Student thesis: Doctoral Thesis


This thesis presents a number of modifications to a blind aid, known as the video optophone, which enables a blind user to more readily interpret their local environment for enhanced mobility and navigation. Versions of this form of blind aid are generally both difficult to use and interpret, and are therefore inadequate for safe mobility. The reason for this severe problem lies in the complexity and excessive bandwidth of the optophonic output after the conversion from scene-to-sound. The work herein describes a number of modifications that can be applied to the current optophonic process to make more efficient use of the limited bandwidth provided by the auditory system when converting scene images to sound. Various image processing and stereo techniques have been employed to artificially emulate the human visual system through the use of depth maps that successfully fade out the quantity of relatively unimportant image features, whilst emphasising the more significant regions such as nearby obstacles.

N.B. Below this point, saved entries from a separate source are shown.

PR #236, opened 2020-07-03
Add setter to encoder for tRNS chunk

cosmicchipsocket:
Accompanies #136 and #138. Without the tRNS chunk, indexed files cannot be saved with transparency. This adds a simpler setter to Encoder so that this chunk can be specified.


cosmicchipsocket:
Hi, would it be at all possible to make a new point release with this enhancement? I am working on a library that depends on this feature.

A series of experiments were designed to test these various modifications to the optophonic mapping by studying important factors of mobility and subject response whilst going about everyday life. The devised system, labelled DeLIA for the Detection, Location, Identification, and Avoidance (or Action) of obstacles, provided a means for gathering statistical data on users’ interpretation of the optophonic output. An analysis of this data demonstrated a significant improvement when using the stereo cartooning technique, developed as part of this work, over the more conventional plain image as an input to an optophonic mapping from scene-to-sound. Lastly, conclusions were drawn from the results, which indicated that the use of a stereo depth map as an input to a video optophone would improve its usefulness as an aid to general mobility. For the purposes of detecting and determining text or similar detail, either a plain unmodified image or some form of edge (depth) image were found to produce the best results
Date of Award2000
Original languageEnglish
Awarding Institution
  • University of Northampton
SupervisorPhilip Picton (Supervisor)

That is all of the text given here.